-- Source material follows --
PR #338, opened 2022-05-02
Switch to openjdk jre

gionn:


.prospector.yml
```diff
@@ -13,7 +13,6 @@ pylint:
     - R1705
     - R1723
     - W0511
-    - W0613
```
gionn, line 16: https://pycodequ.al/docs/pylint-messages/w0613-unused-argument.html

mteodori (approved):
-- Source material concluded --
◆ **Exercise requirements**
All entries must come back exactly as they were written.

◆ **Exercise solution**
PR #338, opened 2022-05-02
Switch to openjdk jre

gionn:


.prospector.yml
```diff
@@ -13,7 +13,6 @@ pylint:
     - R1705
     - R1723
     - W0511
-    - W0613
```
gionn, line 16: https://pycodequ.al/docs/pylint-messages/w0613-unused-argument.html

mteodori (approved):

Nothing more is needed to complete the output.